A randomized controlled clinical trial to assess the efficacy of Nasya in reducing the signs and symptoms of cervical spondylosis


This work was designed to assess the efficacy of Nasya in reducing the signs and symptoms of cervical spondylosis. The patients attending the O. P. D of Department of Kaya Chikitsa and Panchakarma, Government Ayurveda College Hospital, Thiruvananthapuram were enrolled and subjected to the treatment schedule. Total duration of treatment was 21days. The schedule for the first 14 days was similar in both the groups. It included Rooksha Sveda for 7days followed by Patra Pottali Sveda for 7days. During this period, 90 ml Gandharvahastadi Kashaya twice and Guggulu Tiktaka Kashaya once were given internally. After this, in the Nasya group Nasya was done for 7days with Dhanwantaram Tailam (21times Aavartita), Mridu Paka in Madhyama Matra (8Bindu). Along with this Guggulu Tiktaka Kashaya was given thrice. In the control group, Guggulu Tiktaka kashaya alone was given thrice daily. Assessments were done with regard to pain, tenderness, radiation of pain, numbness, range of movements and hand grip strength. These were done before treatment, before nasya, after treatment and after 1month follow-up. The statistical hypothesis was tested using paired ‘t’ test and ‘Z’ test for proportion. The trial proved that conventional management along with Nasya was more efficacious than conventional management alone in reducing the signs and symptoms of cervical spondylosis.

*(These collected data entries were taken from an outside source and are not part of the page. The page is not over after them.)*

PR #155, opened 2019-03-27
Port apply fsm step 1

xiaobogaga:


xiaobogaga:
port data structures, please take a look. @coocood

tikv/import/sst_importer.go
```diff
@@ -0,0 +1,13 @@
+package _import
+
+/// todo, SSTImporter has some methods.
+type SSTImporter struct {
```
coocood: We can skip this feature for now.

xiaobogaga: ok

tikv/raftstore/fsm_apply.go
```diff
@@ -1,12 +1,46 @@
...
 )
 
+type PendingCmd struct {
+	index uint64
+	term  uint64
+	cb    Callback
+}
+
+type PendingCmdQueue struct {
+	normals    *list.List
```
coocood: We can simply use the slice for rust queue.

xiaobogaga: ok.

tikv/raftstore/fsm_apply.go
```diff
@@ -136,6 +206,98 @@ type notifier struct {
...
+	tag             string
+	cfg             *Config
+	coprocessorHost *CoprocessorHost
+	importer        *_import.SSTImporter
+	engines         Engines
+	sender          notifier
+	router          ApplyRouter
+}
+
+type ApplyBatchSystem batchSystem
```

Keywords: Cervical spondylosis, Gandharvahastadi Kashaya, Guggulu Tiktaka Kashaya, Nasya


The effects of aging become visible in all types of tissues in the body. Vertebral column which facilitates erect posture in man is no exception. Cervical spondylosis is a common health problem encountered in practice. People in the 4th and 5th decades of life suffer more from this degenerative condition.

Treatment is categorized under two main headings as Brimhana and Langhana. This division is broad and is purely based on the two-fold nature of diseases as Santarpanajanya and Apatarpanajanya.[1]

Degeneration is an implication of Apatarpana. Hence conditions like spondylosis occurring as a sign of degenerative changes in intervertebral joints and vertebrae need obviously nourishing or Brimhana therapies.

Nasya (Nasal medication) has been explored from time immemorial and is widely employed in Ayurveda. It is the only one therapeutic measure among Panchakarma which is instilled in to nostrils, which has a direct access to head.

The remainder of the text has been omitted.